On the national level, the German Society for Cardiovascular Research (Deutsche Gesellschaft für Herz- und Kreislaufforschung) has published updated guidelines for the treatment of cardiac valvular diseases in which the choice of a prosthesis is only briefly discussed (2). On the other hand, the updated recommendations of the American specialty societies on the treatment of valvular diseases, which were published in 2006, include comprehensive guidelines on this matter, based on an analysis of more than 250 different studies (3). The long-term results of the first bioprostheses to be implanted are now available. As for the second generation of bioprostheses, which differs from the first in both construction and preservation, the currently available results extend to 10 years of follow-up. Shorter longitudinal observations have been made to date with the most recent (third) generation of stented and unstented prostheses.

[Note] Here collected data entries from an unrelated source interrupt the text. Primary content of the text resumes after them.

PR #1217, opened 2021-03-09
Add Typha prometheus config

tmjd:
## For PR author

- [ ] Tests for change.

## For PR reviewers

- [ ] Appropriate labels:

### DIFF
--- a/pkg/controller/migration/convert/typha.go
+++ b/pkg/controller/migration/convert/typha.go
@@ -1,10 +1,52 @@
 package convert
 
 import (
+	"fmt"
+	"strconv"
+	"strings"
+
 	operatorv1 "github.com/tigera/operator/api/v1"
+)
+
+const (
+	containerTypha = "calico-typha"
 )
 
 func checkTypha(c *components, _ *operatorv1.Installation) error {
 	// No validation required.
+	return nil
+}
+
+// handleTyphaMetrics is a migration handler which detects custom prometheus settings for typha and
+// carries those options forward via the TyphaMetricsPort field.
+func handleTyphaMetrics(c *components, install *operatorv1.Installation) error {
+	if c.typha == nil {
+		return nil
+	}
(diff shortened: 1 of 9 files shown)


caseydavenport (approved):

pkg/controller/migration/convert/typha.go
```diff
@@ -1,10 +1,52 @@
...
+func handleTyphaMetrics(c *components, install *operatorv1.Installation) error {
+	if c.typha == nil {
+		return nil
+	}
+	metricsEnabled, err := getEnv(ctx, c.client, c.typha.Spec.Template.Spec, ComponentTypha, containerTypha, "TYPHA_PROMETHEUSMETRICSENABLED")
+	if err != nil {
+		return err
+	}
+	if metricsEnabled != nil && strings.ToLower(*metricsEnabled) == "true" {
+		var _9091 int32 = 9091
```
stevegaossou, line 31: Hey @tmjd, 

I remember coming across this in the Prometheus docs regarding picking port numbers: 
https://prometheus.io/docs/instrumenting/writing_exporters/#port-numbers

Seems like 9091 is one of the [default ports used by Prometheus](https://github.com/prometheus/prometheus/wiki/Default-port-allocations#core-components-starting-at-9090) (pushgateway). Might be better to avoid that port range for our Prometheus endpoint (just to be safe).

The high rate of degeneration of the first bioprostheses that were implanted in younger patients led to a renewed preference for mechanical heart valves (1, 2, 3). Comorbidities such as atrial fibrillation, which necessitates permanent anticoagulation, or chronic renal failure were at one time considered relative contraindications to the implantation of biological prostheses. These strict criteria for the choice of prosthesis are now increasingly being relaxed, and the choice is now commonly tailored to the individual patient. The increased use of biological cardiac valvular prostheses is justified by current state of the data on biological prostheses of the most recent generation, which are proving to be more durable than previous types, and particularly on stentless prostheses, as well as by the decreasing mortality of repeated procedures. This article contains the recommendations of the specialty societies while taking account of the current state of knowledge as reflected by our selective review of the literature, which encompassed prospective, randomized trials, cohort studies, and review articles that have been published in the last 10 years. A literature search was performed on the terms "bioprostheses," "freedom from degeneration," "mid and long term results," "comorbidities," "mortality," and "complications." The currently available types of biological prosthesis are discussed in what follows.

Types of prosthesis

There are important differences between biological valvular prostheses of animal origin and mechanical valvular prostheses. Mechanical prostheses are highly durable but necessitate lifelong anticoagulation (table 1). They are often implanted in younger patients in order to obviate the need for a second valve replacement procedure. Their use also seems reasonable when the patient already must be anticoagulated for life for other medical reasons. Biological and mechanical prostheses have comparable hemodynamic properties. In some cases, a mechanical prosthesis is preferred when the patient has a very narrow aortic base, because its effective opening area is somewhat larger than that of a bioprosthesis. The risk of prosthesis endocarditis is equally high in the two groups.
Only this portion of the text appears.